_Task goal_.
Look below and pull out each line with the word "field".

=======

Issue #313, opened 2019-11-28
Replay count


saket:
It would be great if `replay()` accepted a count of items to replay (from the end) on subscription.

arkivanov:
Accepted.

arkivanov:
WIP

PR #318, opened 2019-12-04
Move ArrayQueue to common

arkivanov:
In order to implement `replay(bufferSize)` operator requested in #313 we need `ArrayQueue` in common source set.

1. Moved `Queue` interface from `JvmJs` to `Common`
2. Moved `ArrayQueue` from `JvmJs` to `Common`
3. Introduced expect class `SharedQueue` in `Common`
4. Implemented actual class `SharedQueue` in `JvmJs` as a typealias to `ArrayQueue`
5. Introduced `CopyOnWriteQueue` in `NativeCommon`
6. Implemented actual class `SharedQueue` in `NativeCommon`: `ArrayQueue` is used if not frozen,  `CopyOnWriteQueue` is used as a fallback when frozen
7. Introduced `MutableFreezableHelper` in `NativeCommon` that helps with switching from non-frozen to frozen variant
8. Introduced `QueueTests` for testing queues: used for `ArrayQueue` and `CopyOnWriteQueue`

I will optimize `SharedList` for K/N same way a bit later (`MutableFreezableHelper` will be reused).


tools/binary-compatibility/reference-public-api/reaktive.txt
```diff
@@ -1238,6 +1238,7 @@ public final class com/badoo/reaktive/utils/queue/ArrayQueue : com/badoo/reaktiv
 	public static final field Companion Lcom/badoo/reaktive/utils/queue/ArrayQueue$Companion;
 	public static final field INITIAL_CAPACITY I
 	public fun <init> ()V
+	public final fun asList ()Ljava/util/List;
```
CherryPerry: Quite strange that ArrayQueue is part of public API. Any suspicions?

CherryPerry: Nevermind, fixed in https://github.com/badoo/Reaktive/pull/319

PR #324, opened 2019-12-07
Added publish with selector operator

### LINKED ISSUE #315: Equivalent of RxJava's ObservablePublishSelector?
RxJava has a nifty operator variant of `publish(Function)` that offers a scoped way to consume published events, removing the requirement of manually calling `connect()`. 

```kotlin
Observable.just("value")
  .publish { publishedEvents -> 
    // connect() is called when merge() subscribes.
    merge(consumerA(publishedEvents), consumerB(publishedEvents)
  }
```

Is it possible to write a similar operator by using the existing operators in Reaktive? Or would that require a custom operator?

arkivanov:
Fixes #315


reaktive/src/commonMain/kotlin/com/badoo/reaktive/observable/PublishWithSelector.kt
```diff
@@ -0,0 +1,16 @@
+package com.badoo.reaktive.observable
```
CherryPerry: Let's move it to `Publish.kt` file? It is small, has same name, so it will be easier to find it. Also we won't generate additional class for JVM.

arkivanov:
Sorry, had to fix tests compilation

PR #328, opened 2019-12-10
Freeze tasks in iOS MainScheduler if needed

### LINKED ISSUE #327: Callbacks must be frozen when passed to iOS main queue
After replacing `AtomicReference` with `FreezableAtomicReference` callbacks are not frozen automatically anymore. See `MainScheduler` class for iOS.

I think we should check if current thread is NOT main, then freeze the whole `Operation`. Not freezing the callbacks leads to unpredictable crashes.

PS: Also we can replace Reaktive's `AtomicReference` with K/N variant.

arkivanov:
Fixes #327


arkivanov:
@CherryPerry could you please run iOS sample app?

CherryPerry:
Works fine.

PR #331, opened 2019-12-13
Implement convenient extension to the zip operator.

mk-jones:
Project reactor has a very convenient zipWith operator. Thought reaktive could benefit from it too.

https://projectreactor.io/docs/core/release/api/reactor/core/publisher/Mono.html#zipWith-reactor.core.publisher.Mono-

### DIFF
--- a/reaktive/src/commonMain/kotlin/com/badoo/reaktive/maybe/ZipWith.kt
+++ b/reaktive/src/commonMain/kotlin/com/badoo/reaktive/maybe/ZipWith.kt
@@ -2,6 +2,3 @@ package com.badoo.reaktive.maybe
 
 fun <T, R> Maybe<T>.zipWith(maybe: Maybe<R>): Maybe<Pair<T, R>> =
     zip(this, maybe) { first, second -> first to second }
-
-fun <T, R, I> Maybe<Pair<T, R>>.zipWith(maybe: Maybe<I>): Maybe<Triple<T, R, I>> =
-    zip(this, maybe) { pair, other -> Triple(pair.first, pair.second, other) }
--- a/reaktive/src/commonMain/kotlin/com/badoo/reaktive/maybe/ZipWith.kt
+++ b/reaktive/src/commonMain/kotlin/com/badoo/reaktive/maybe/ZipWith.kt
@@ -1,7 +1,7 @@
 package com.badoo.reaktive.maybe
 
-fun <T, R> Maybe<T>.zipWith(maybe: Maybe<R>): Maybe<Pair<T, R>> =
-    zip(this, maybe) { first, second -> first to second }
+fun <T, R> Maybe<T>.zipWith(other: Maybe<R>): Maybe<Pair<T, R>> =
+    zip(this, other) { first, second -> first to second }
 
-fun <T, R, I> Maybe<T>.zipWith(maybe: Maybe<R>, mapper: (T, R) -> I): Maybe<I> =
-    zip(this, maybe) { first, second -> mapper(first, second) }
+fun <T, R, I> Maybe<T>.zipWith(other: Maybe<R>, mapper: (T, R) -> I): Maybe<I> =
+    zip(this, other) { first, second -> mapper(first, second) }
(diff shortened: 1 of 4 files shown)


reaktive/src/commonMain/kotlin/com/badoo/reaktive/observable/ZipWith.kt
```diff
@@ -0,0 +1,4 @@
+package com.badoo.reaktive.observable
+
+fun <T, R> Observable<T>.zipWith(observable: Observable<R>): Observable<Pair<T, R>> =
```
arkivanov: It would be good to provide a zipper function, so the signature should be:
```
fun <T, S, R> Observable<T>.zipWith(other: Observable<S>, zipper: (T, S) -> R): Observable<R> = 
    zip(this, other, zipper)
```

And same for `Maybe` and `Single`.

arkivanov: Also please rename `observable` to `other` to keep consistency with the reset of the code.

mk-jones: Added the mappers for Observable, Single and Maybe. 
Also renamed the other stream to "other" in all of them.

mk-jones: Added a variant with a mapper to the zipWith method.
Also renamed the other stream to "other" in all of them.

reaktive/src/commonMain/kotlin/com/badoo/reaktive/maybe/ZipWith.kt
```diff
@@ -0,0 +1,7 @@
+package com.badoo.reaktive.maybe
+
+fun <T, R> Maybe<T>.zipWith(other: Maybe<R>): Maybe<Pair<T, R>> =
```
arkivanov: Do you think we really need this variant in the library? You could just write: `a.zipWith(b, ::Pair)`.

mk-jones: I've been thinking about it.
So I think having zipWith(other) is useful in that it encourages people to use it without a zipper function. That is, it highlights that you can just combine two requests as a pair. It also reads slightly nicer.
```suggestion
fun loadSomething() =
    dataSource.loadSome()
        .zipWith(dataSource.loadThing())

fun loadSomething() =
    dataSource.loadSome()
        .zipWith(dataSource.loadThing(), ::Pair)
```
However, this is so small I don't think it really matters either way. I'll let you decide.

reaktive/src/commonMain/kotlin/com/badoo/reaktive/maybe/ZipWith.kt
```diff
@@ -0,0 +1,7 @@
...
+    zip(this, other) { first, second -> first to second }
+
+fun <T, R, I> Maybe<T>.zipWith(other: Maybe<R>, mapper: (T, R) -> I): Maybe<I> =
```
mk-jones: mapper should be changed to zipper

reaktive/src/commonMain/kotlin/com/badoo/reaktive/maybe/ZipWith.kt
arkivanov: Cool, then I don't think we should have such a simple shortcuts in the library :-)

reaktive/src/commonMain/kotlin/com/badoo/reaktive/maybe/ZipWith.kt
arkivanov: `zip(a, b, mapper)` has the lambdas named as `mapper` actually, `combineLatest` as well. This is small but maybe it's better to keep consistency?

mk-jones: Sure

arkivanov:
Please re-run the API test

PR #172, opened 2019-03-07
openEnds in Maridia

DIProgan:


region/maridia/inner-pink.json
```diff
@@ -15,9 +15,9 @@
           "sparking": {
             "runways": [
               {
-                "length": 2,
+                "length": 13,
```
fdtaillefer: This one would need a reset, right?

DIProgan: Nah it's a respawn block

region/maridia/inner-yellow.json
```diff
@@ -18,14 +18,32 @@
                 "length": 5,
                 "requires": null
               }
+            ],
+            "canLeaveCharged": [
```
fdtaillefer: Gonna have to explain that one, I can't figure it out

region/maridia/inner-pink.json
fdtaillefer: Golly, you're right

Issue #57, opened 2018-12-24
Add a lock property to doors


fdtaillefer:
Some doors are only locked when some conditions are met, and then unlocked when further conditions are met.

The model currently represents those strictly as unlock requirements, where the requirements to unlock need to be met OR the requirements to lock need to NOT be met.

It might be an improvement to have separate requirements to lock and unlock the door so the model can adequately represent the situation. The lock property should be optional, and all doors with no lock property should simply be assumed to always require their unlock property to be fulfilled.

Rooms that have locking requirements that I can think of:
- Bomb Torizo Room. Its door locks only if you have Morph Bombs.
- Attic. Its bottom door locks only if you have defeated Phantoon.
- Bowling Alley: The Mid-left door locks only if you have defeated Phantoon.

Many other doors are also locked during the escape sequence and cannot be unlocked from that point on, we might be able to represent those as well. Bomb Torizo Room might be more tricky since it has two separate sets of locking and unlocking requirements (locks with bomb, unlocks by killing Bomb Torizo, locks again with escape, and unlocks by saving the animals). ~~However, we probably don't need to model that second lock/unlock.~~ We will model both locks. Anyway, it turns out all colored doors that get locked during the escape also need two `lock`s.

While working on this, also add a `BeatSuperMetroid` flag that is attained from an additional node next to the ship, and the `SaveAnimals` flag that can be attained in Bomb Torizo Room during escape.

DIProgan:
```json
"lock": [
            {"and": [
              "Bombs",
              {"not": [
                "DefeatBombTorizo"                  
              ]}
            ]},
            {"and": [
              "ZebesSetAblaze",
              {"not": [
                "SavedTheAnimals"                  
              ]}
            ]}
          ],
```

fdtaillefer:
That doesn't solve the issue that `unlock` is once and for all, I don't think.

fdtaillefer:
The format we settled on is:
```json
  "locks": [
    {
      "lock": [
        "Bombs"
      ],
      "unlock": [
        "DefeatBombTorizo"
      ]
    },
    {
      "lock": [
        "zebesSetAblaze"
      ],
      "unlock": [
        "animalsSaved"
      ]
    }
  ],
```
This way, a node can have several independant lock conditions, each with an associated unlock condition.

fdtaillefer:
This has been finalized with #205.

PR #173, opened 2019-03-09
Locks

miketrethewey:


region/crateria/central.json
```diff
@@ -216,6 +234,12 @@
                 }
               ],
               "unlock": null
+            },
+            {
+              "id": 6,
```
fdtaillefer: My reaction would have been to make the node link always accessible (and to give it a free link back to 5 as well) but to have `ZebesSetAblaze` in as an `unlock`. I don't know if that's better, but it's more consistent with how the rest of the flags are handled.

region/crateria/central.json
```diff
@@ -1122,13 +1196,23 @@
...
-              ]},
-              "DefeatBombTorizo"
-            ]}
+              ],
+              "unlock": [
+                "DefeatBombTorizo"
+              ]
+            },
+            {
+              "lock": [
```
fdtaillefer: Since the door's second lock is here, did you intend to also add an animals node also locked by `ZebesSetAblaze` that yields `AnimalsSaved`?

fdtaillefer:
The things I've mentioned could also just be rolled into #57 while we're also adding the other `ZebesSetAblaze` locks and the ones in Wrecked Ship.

=======

_Your solution_.
 	public static final field Companion Lcom/badoo/reaktive/utils/queue/ArrayQueue$Companion;
 	public static final field INITIAL_CAPACITY I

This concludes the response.